In-N-Out bought this National City creperie. The family business is now looking east

South County siblings Jim Spezzano and Linda Spezzano Parra still remember the hearty, homemade pancakes their father made for them after dinner in the late 1950s.

“My mom was a fantastic cook and we had these fantastic dinners but then my dad would go into the kitchen around 8pm and start making pancakes which was so crazy because we were all already full. But that was his deal, ”Parra said.

It was this tradition that led to their family business, Family House of Pancakes, which opened its first location on Broadway in Chula Vista in 1964 and a second on East Plaza Boulevard in National City in 2006. The Siblings, along with with the help of their families, run the restaurants since 1972.

The two diners, known for their generous breakfast portions with that home-style feel, have become staples in their communities.

The family plans to open a new location on Broadway in Lemon Grove this year, but it won’t be their third location.

Last Sunday, customers said goodbye to the National City restaurant. The 1.27 acre property, which the Spezzano family leased, sold to In-N-Out Burger last year.

“There’s no way we can fight In-N-Out. (The property) sold for millions. So we were stuck with what happened. It’s not a wonderful thing, but we have to adapt, ”Parra said.

Family House of Pancakes co-owner Linda Spezzano Parra sees customers leave the National City site on January 5, 2022.

(Tammy Murga / The San Diego Union-Tribune)

In an emailed statement Tuesday, officials at the popular burger chain confirmed plans to open a new restaurant on the property and, if approved by the city, construction could take around six to seven months.

The city is currently evaluating a traffic study for the In-N-Out app, which features a drive-through restaurant. The results of the study “will determine whether further consideration is needed for environmental clearance,” said David Welch, an associate planner, adding that after clearance the project would require a public hearing before the Planning Commission.

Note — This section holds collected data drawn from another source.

PR #282, opened 2023-10-12
refactor: drop gitpython, run git directly to get current repo sha1

infinitewarp:
This change drops the `gitpython` third-party dependency. As discussed previously elsewhere, we need to minimize our use of third-party dependencies so that we can make an RPM for RHEL.


qpc/release.py
```diff
@@ -20,7 +19,24 @@ def get_current_sha1() -> str:
...
+        git_result = subprocess.run(
+            ("git", "rev-parse", "HEAD"),
+            env=git_env,
+            cwd=repo_root,
+            capture_output=True,
+            check=True,
+        )
+    except (FileNotFoundError, subprocess.CalledProcessError):
+        # FileNotFoundError raises when `git` program not found.
+        # CalledProcessError raises when `git` has non-zero return code.
```
abellotti, line 34: FileNotFoundError is straightforward, Should we show what the CalledProcessError was or is that detailed in a stacktrace?

infinitewarp: In both cases, I'm just swallowing the exception and not displaying anything since these are likely to be reached only when running the code from source, not the container, _and_ because this was how the original code behaved with `gitpython`. The only situation where I could normally foresee a non-zero code from git is if this code is reached when you're running it directly from source but you don't actually have the git repo with the source. All of the git-related logic here is just for us devs and QEs (mostly QEs), and specifically for when one of us is running directly from the repo, which none of our end user customers should be doing (and if they are, we don't support it).

So, basically, we're in a corner case of an internal edge case. I don't think we need to output anything else here for "running from source (unsupported!) but without the git repo (what are you doing?!)". 🙂 

FWIW, this function will likely change yet again after we go to RPM releases since we'll have neither the git repo nor the environment variable. As we get into building RPMs, if our QEs will stop installing from source entirely, thereby obviating the need for _any_ of this git code, we may just drop all of this. (The original motivation for dropping `gitpython` is that it's not available as a standard RHEL RPM, last we checked.)

abellotti: Gotcha, if it's for `us` we should know what we're doing 😉 

Thank you for the explanation.

abellotti (approved):

bruno-fs (approved):
LGTM

Not work for this PR but I do think we should not rely on env var for the upcoming RPM, tho. Maybe we should write to a file that will be in a specific place relative to project root that can be generated during build time?

PR #285, opened 2023-10-24
replace jinja-cli with local python script

infinitewarp:
Packages for `jinja-cli` and `jinja-cli2` are not available in our downstream build system. Our use case for rendering Jinja template content is very simple, though. So, I wrote this small script to use the `jinja2` library directly (which we _do_ have available downstream for both RHEL8 and RHEL9) to replace our single use of the `jinja` program, and I dropped `jinja-cli` from our Poetry environment and replaced it with just `jinja2`.

I deliberately made this a standalone script and _not_ part of the `qpc` package because we want to run this as a build step downstream, and we don't need to install all of qpc just to generate the man page.


bruno-fs (approved):
LGTM

nicolearagao (approved):

PR #286, opened 2023-10-25
fix: warning: Selection of nursery rule `PLC1901` without the `--preview` flag is deprecated.

infinitewarp:
This should suppress the warnings that `ruff` has recently started outputting:

```
warning: Selection of nursery rule `PLC1901` without the `--preview` flag is deprecated.
warning: Selection of nursery rule `PLC1901` without the `--preview` flag is deprecated.
warning: Selection of nursery rule `PLC1901` without the `--preview` flag is deprecated.
```

Reference: https://docs.astral.sh/ruff/preview/#using-rules-that-are-in-preview

### DIFF
--- a/pyproject.toml
+++ b/pyproject.toml
@@ -62,6 +62,8 @@ ignore = [
 ]
 src = ["qpc"]
 target-version = "py311"
+preview = true
+explicit-preview-rules = true
 
 [tool.ruff.per-file-ignores]
 "**/commands.py" = ["F401"]


bruno-fs:
LGTM, but before we merge this would u mind checking it updating ruff can fix this? (we might need to bump it manually because it went from 0.0 to 0.1 (`poetry add -G dev ruff@latest`)

infinitewarp:
Closing because https://github.com/quipucords/qpc/pull/287 also resolves this issue.

PR #301, opened 2023-12-04
use packit to build upstream RPMs

infinitewarp:


.packit.yaml
```diff
@@ -0,0 +1,36 @@
...
+    trigger: pull_request
+    targets: &targets_list
+      # we officially support rhel-8 and rhel-9 downstream.
+      - rhel-8
+      - rhel-9
+      # centos-stream is like a preview of upcoming rhel.
+      - centos-stream-8
+      - centos-stream-9
+      # fedora is like an even farther future preview.
+      - fedora-37
```
bruno-fs, line 19: I get we need fedora 38 for Jenkins, but why fedora 37? 🪓

infinitewarp: Good point! I only included that because it was part of Packit's `fedora-all` group alias that targets all current supported versions. 🪓-ing!

qpc.spec
```diff
@@ -0,0 +1,54 @@
...
+%license LICENSE
+%doc README.md
+%doc %{_mandir}/man1/qpc.*
+%{_bindir}/qpc
+%{python3_sitelib}/qpc/
+%{python3_sitelib}/qpc-*.egg-info/
+
+%changelog
+* Thu Oct 12 2023 Brad Smith <brasmith@redhat.com> - 0:1.5.0a1-1
+- Initial prototype RPM for upcoming 1.5.0 release series.
```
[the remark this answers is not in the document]
infinitewarp: I wrote this one by hand. There may be tools to assist (I'm _pretty sure_ the Packit CLI can help here), but I have not researched or tested deliberately.

PR #304, opened 2023-12-18
vendor `packaging` due to issues with installing it in some downstream environments

infinitewarp:
`packaging` is distributed under the two-clause BSD license and Apache 2.0, and I believe it should be compatible to include in our GPLv3-licensed project, but I am not a lawyer. gnu.org [claims two-clause BSD is compatible with GPL](https://www.gnu.org/licenses/bsd.html) (see the very end of the document) and Apache.org [claims Apache 2.0 is compatible with GPLv3](https://www.apache.org/licenses/GPL-compatibility.html).

To perform the vendoring operation, I added `vendorize` as a dev dependency. To use it, simply execute its command from the root directory of the repo.

```bash
poetry run python-vendorize
```

This enables us to drop the sometimes problematic `python%{python3_pkgversion}-packaging` from our spec files, but it incurs the cost of growing our project's footprint and attack surface.


bruno-fs:
Given our [very limited case of packaging](https://github.com/quipucords/qpc/blob/caa75c18e0d2e6dd670a4a77ace1a67e0ee1163d/qpc/request.py#L52-L59), I think
 @mirekdlugosz suggestion to drop it in favor of a naive ad hoc implementation is very feasible and easy to maintain.
 
 Here's a suggestion
 
 ```python
 def version_tuple(version_str):
    version_pattern = r"(\d+)\.(\d+)\.(\d+)"
    res = re.match(version_pattern, version_str)
    return tuple(map(int, res.groups(0)))

a = "1.2.3"
b = "1.12.1"
c = "1.2.3+some-sha"

assert not version_tuple(a) > version_tuple(b)
assert version_tuple(b) > version_tuple(a)
assert version_tuple(a) == version_tuple(c)  # for our purposes I think it is fine to consider a "dev" version the same as a "production" one.
 ```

If approved, the East Plaza Boulevard location would become In-N-Out’s second restaurant in National City. He would also join two others the chain is planning to open in San Diego.

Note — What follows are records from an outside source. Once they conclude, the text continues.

PR #305, opened 2023-12-19
refactor: use custom function to parse version strings for comparison

infinitewarp:
Followup to https://github.com/quipucords/qpc/pull/304#issuecomment-1862806266

Important note: this simplified helper function **does not** support all of the standard version patterns defined in [PEP-440](https://peps.python.org/pep-0440/). The qpc dev team agreed that we will support only this simplified pattern, and we will either always release exclusively using `X.Y.Z` integers (e.g. `1.2.3`) or expect "fuzzy" matching to discard anything after the third integer segment (e.g. `1.2.3a1` is treated equal to `1.2.3`).


requirements-build.txt
```diff
@@ -34,14 +34,15 @@ semantic-version==2.10.0
     # via setuptools-rust
 setuptools-rust==1.8.1
     # via cryptography
-setuptools-scm==8.0.4
+setuptools-scm @ https://files.pythonhosted.org/packages/0e/a3/b9a8b0adfe672bf0df5901707aa929d30a97ee390ba651910186776746d2/setuptools_scm-8.0.4-py3-none-any.whl#sha256=b47844cd2a84b83b3187a5782c71128c28b4c94cad8bfb871da2784a5cb54c4f
```
bruno-fs, line 37: oO
is this.. right? I might need to check if `pybuild-deps` has a bug producing this

bruno-fs (commented):
Pretty good! I'm only concerned with an (automatic?) change on setuptools-scm build dependency. I'm almost sure this new requirements-build.txt won't be accepted by cachito

requirements-build.txt
infinitewarp: 🤷 I didn't touch this directly. I just let our lock command do its thing. I'll look into it too…

bruno-fs: this is so weird... setuptools-scm is the exact same version 🤔 
might be related to line 42 pointing that it depends on itself

bruno-fs (approved):

PR #306, opened 2023-12-19
Drop container requirements

infinitewarp:
Now that we are building and distributing RPMs (or, at least, we are _ready_ to do so), it is time to stop building qpc containers.

This also includes a version bump to `1.5.0` so we don't accidentally include this change in any other builds or containers that use `qpc` `1.4.x`.


bruno-fs (approved):
:shipit:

While the fast food business is generally well received in new neighborhoods, news of a new business replacing Family House of Pancakes has saddened many longtime employees and customers.

Brenda Osborne worked in the East Plaza Boulevard building for 36 years, first when it was Jimmy’s Family restaurant, then when Family House of Pancakes moved in.

“I will really miss it. It’s like a family; everyone is close. We all get along, ”she said. “I’ve been there for a very long time and I think it’ll hit me when the building collapses.”

On Wednesday, Spezzano and Parra occupied with other employees clearing the large kitchen and its multiple dining rooms, which were not only used for eating but also for local community meetings, Parra said.

As they were packing, they saw a dozen customers walk towards the closed front door and read the sign announcing the restaurant’s indefinite closure.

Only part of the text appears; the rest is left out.